Hey guys, I was doing some research about CO2. Here's a little background before I start. I currently have a 10 gallon heavily planted tank. I will be acquiring a 33 gallon soon and am planning to heavily plant that tank as well. I am using DIY yeast CO2 currently but I've noticed it is not working very well. I do plan and changing that to a pressurized system. Now, I understand that I should really be getting fancy pants solenoids and regulators and all that jazz but there is a reason why i started with DIY. That's because I'm a York student with enough money to pay for half my books and get my mom to pay for the rest haha. So I came across the idea to get a paintball tank with an ASA on/off valve with two threaded inserts, needle valve, & a pressure gauge. Now where would I get any of these things? Has my research paid off? Am I even looking for the right things?And hey, If i can get my hands on cheap equipment for a pressurized tank and all that, I'd be happy to drop this paintball idea.


----------



## LTPGuy (Aug 8, 2012)

Check this out..
http://www.plantedtank.net/forums/showthread.php?t=115850


----------



## Kimchi24 (Mar 22, 2013)

LTPGuy said:


> Check this out..
> http://www.plantedtank.net/forums/showthread.php?t=115850


unfortunately, this forum only shows me how to get these items online.
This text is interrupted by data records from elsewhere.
PR #2949, opened 2024-09-06
Table Header Alignment

jagabomb:
# Description

Tables displaying the text as left aligned for both the table header and rows had a slight misalignment of about 4px. This PR attempts to make the horizontal padding the same value for consistency purposes. There is also the inclusion of test to prevent values being changed independently and to prevent this issue resurfacing.

**Before** (Misalignment highlighted in red)
Frame 56

**Changes**
Screenshot 2024-09-06 at 12 09 42

## How was this tested?

- [x] **DONE** Check for the same 'px-?' value between the table header and rows.

### DIFF
--- a/assets/js/common/Table/Table.jsx
+++ b/assets/js/common/Table/Table.jsx
@@ -206,7 +206,7 @@ function Table({
                             sortable
                               ? 'cursor-pointer hover:text-gray-700 '
                               : ''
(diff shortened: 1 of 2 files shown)


dottorblaster (approved):
LGTM with a small nitpick :+1:

jamie-suse (approved):
Let's go :rocket:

I'd like to get them locally because the prices are usually better considering there is no shipping fee. Ill search around the interwebs for it though


----------



## LTPGuy (Aug 8, 2012)

Kimchi24 said:


> unfortunately, this forum only shows me how to get these items online. I'd like to get them locally because the prices are usually better considering there is no shipping fee. Ill search around the interwebs for it though


AmazonDotCA is selling ASA valve for $7 free shipping. From China so it will take a while. Ebay likewise.

Watts needle valves is from HD/Rona/Lowes.

I saw a few 20oz tank on Kijiji for ~$20.


----------